初代・川越藩主で、老中を務め、「知恵伊豆」の異名で知られる松平信綱(まつだいら・のぶつな)という人物がいます。
歴史の教科書で取り上げられる機会はあまり多くありませんが、実はこの人、江戸時代初期の時代の過渡期・混乱期に江戸幕府の統治をサポートし、その後の泰平の世の礎を築いた人と言っても過言ではありません。
この人の聡明ぶりと、その実績を解説していきます。
松平信綱は慶長元年(1596年)、徳川家の家臣・大河内久綱の長男として誕生しました。その幼名は「三十郎」。

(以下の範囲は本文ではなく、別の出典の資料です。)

PR #3566, opened 2023-08-24
Prioritized Task Scheduling API

daxpedda:
Implements two proposals:
- Prioritized Task Scheduling
- Early detection of input events

Currently only enabled by default in Chromium even though they are in a very early stage of the W3C standardization process.

See:
[MDN](https://developer.mozilla.org/en-US/docs/Web/API/Prioritized_Task_Scheduling_API)
[Prioritized Task Scheduling draft](https://wicg.github.io/scheduling-apis) ([Firefox WebIDL](https://hg.mozilla.org/mozilla-central/file/014c9a0ccc445de93ad0fe0fb91472600aa5db53/testing/web-platform/tests/interfaces/scheduling-apis.idl))
[Early detection of input events draft](https://wicg.github.io/is-input-pending) ([Firefox WebIDL](https://hg.mozilla.org/mozilla-central/file/014c9a0ccc445de93ad0fe0fb91472600aa5db53/testing/web-platform/tests/interfaces/is-input-pending.idl))


crates/web-sys/webidls/unstable/scheduling-apis.webidl
```diff
@@ -0,0 +1,58 @@
...
+
+dictionary TaskControllerInit {
+  TaskPriority priority = "user-visible";
+};
+
+[Exposed=(Window,Worker)]
+interface TaskController : AbortController {
+  constructor(optional TaskControllerInit init = {});
+
+  undefined setPriority(TaskPriority priority);
```
Liamolucko, line 40: I probably should have mentioned this _before_ you merged, but I think this needs to be annotated with `[Throws]`. I'm not sure why it isn't in Firefox, but the spec says it's supposed to throw if it gets called reentrantly (i.e. inside a `prioritychange` handler).

daxpedda: My bad, should have waited longer, gonna make a fix momentarily.

daxpedda: Thanks for catching that!

PR #3577, opened 2023-08-28
fix: Optional JSDoc `@param`

### LINKED ISSUE #3576: JSDoc: Option `@param` syantax missing
### Steps to Reproduce

Input:
```rust
#[wasm_bindgen]
extern "C" {
    #[wasm_bindgen(typescript_type = "Config")]
    pub type Config;
}

#[wasm_bindgen]
pub fn format(input: &str, config: Option<Config>) -> Result<String, String> {
    todo!();
}
```

### Expected Behavior

```JavaScript
/**
* @param {string} input
* @param {Config | undefined} [config]
* @returns {string}
*/
export function format(input, config) {
// ...
```

Please note the square brackets `[` `]` around the `config`.

ref: https://jsdoc.app/tags-param.html#optional-parameters-and-default-values

### Actual Behavior

```JavaScript
/**
* @param {string} input
* @param {Config | undefined} config
* @returns {string}
*/
export function format(input, config) {
// ...
```

### Additional Context

I found this issue when I ran tests with deno.
https://github.com/wasm-fmt/ruff_fmt/actions/runs/6001784974/job/16276722905

magic-akari:
- fix #3576

### DIFF
--- a/CHANGELOG.md
+++ b/CHANGELOG.md
@@ -77,7 +77,7 @@
 * Fixed bug allowing JS primitives to be returned from exported constructors.
   [#3562](https://github.com/rustwasm/wasm-bindgen/pull/3562)
 
-* Fixed Optional parameters in JSDoc
+* Fixed optional parameters in JSDoc.
   [#3577](https://github.com/rustwasm/wasm-bindgen/pull/3577)
 
 ## [0.2.87](https://github.com/rustwasm/wasm-bindgen/compare/0.2.86...0.2.87)


daxpedda (changes requested):
Otherwise looks great!

Liamolucko:
An issue I can see here is that this will currently produce optional parameters before required parameters; e.g. this function:

```rs
#[wasm_bindgen]
pub fn foo(a: Option<i32>, b: i32) {}
```

generates this JSDoc:
```js
/**
* @param {number | undefined} [a]
* @param {number} b
*/
```

`a` is marked as optional even though `b` is required, so it's impossible to actually leave it out.

I wasn't sure if this actually mattered, but it seems like it does because TypeScript complains about it:

```
test.js(5,17): error TS1016: A required parameter cannot follow an optional parameter.
```

magic-akari:
> An issue I can see here is that this will currently produce optional parameters before required parameters; e.g. this function:

@Liamolucko You are right. I think it should be handled by reversing the order like typescript_signature.

CHANGELOG.md
```diff
@@ -77,6 +77,9 @@
 * Fixed bug allowing JS primitives to be returned from exported constructors.
   [#3562](https://github.com/rustwasm/wasm-bindgen/pull/3562)
 
+* Fixed Optional parameters in JSDoc
```
daxpedda, line 80:
```suggestion
* Fixed optional parameters in JSDoc.
```

daxpedda (approved):
LGTM!
Thanks @Liamolucko for catching that.

PR #3580, opened 2023-08-29
Add bindings for `CanvasTransform.setTransform(DOMMatrix2DInit)`

### LINKED ISSUE #3578: web_sys: missing set_transform with matrix function
### Motivation

The function [setTransform](https://developer.mozilla.org/en-US/docs/Web/API/CanvasRenderingContext2D/setTransform) on Canvas 2D can accept a matrix on modern browsers. This is currently not exposed in `web_sys`. However, the sister function `getTransform` [is exposed](https://rustwasm.github.io/wasm-bindgen/api/web_sys/struct.CanvasRenderingContext2d.html#method.get_transform).

### Proposed Solution

Expose a `set_transform_with_matrix` function, to match the `get_transform` ones.

daxpedda:
As in the title.

See:
[MDN](https://developer.mozilla.org/en-US/docs/Web/API/CanvasRenderingContext2D/setTransform)
[WHATWG spec](https://html.spec.whatwg.org/multipage/canvas.html#2dcontext:dom-context-2d-settransform-matrix) ([Firefox WebIDL](https://hg.mozilla.org/mozilla-central/file/18ac70a5128d520641cced852fc0059536c52713/dom/webidl/CanvasRenderingContext2D.webidl#l171))
[Geometry Interfaces](https://drafts.fxtf.org/geometry/#dictdef-dommatrix2dinit)

Fixes #3578.


crates/web-sys/src/features/gen_CanvasPattern.rs
```diff
@@ -19,5 +19,5 @@ extern "C" {
     #[doc = "[MDN Documentation](https://developer.mozilla.org/en-US/docs/Web/API/CanvasPattern/setTransform)"]
     #[doc = ""]
     #[doc = "*This API requires the following crate features to be activated: `CanvasPattern`, `SvgMatrix`*"]
-    pub fn set_transform(this: &CanvasPattern, matrix: &SvgMatrix);
+    pub fn set_transform_with_default_dom_matrix_2d_init(this: &CanvasPattern, matrix: &SvgMatrix);
```
Liamolucko, line 22: This is a breaking change (and not really a desirable one, either).

I can see what happened here: you used `FIXED_INTERFACES` to prevent `CanvasRenderingContext2d::set_transform` being changed to mean the `DomMatrix` overload with its default value, but that affected this method too since it doesn't distinguish between methods on different types.

I think `FIXED_INTERFACES` will have to be extended to allow specifying both the type name and method name to fix this.

PR #3581, opened 2023-08-29
Filter interface fixes by type name

daxpedda:
Follow-up to #3580.

Thanks @Liamolucko!

### DIFF
--- a/crates/webidl/src/util.rs
+++ b/crates/webidl/src/util.rs
@@ -196,6 +196,7 @@ pub enum TypePosition {
 impl<'src> FirstPassRecord<'src> {
     pub fn create_imports(
         &self,
+        type_name: Option<&str>,
         container_attrs: Option<&ExtendedAttributeList<'src>>,
         id: &OperationId<'src>,
         data: &OperationData<'src>,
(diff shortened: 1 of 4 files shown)


crates/webidl/src/util.rs
```diff
@@ -500,8 +501,13 @@ impl<'src> FirstPassRecord<'src> {
         }
 
         for interface in &mut ret {
-            if let Some(fixed) = FIXED_INTERFACES.get(&interface.name.to_string().as_ref()) {
-                interface.name = rust_ident(fixed);
+            if let Some(type_name) = type_name {
+                if let Some(map) = FIXED_INTERFACES.get(type_name) {
+                    if let Some(fixed) = map.get(&interface.name.to_string().as_ref())
```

そして慶長6年(1601年)、6歳となった信綱は、叔父の松平正綱の養子となりますが、この時のエピソードが一風変わっています。
ある日、正綱のもとにやってきた信綱は、「養子にしてほしい」と頼み込みます。
正綱が「そなたはまだ幼少の身なのに、なぜ養子にしてほしいのか?」と訊ねると、
「大河内姓では、御上の近習になるのは難しいですが、松平性になればお側でお仕えできるかもしれません」と答えたそうです。
つまり、既に6歳の時点で、信綱は御上のもとに仕えることを考えていたのです。
それで正綱が養子に迎えると、信綱はとても喜んで、自ら「松平三十郎」と名乗るようになったとか。
お釈迦様などがそうですが、偉人というのは、えてして幼少期のエピソードが脚色されたり盛られたりするものです。
上記のエピソードが本当なのかどうか、子供だった信綱が本当に自分の意志でそんなことを言ったのかは分かりませんが、こういう逸話が残るほど、後の松平信綱は「伝説的人物」だったということでしょう。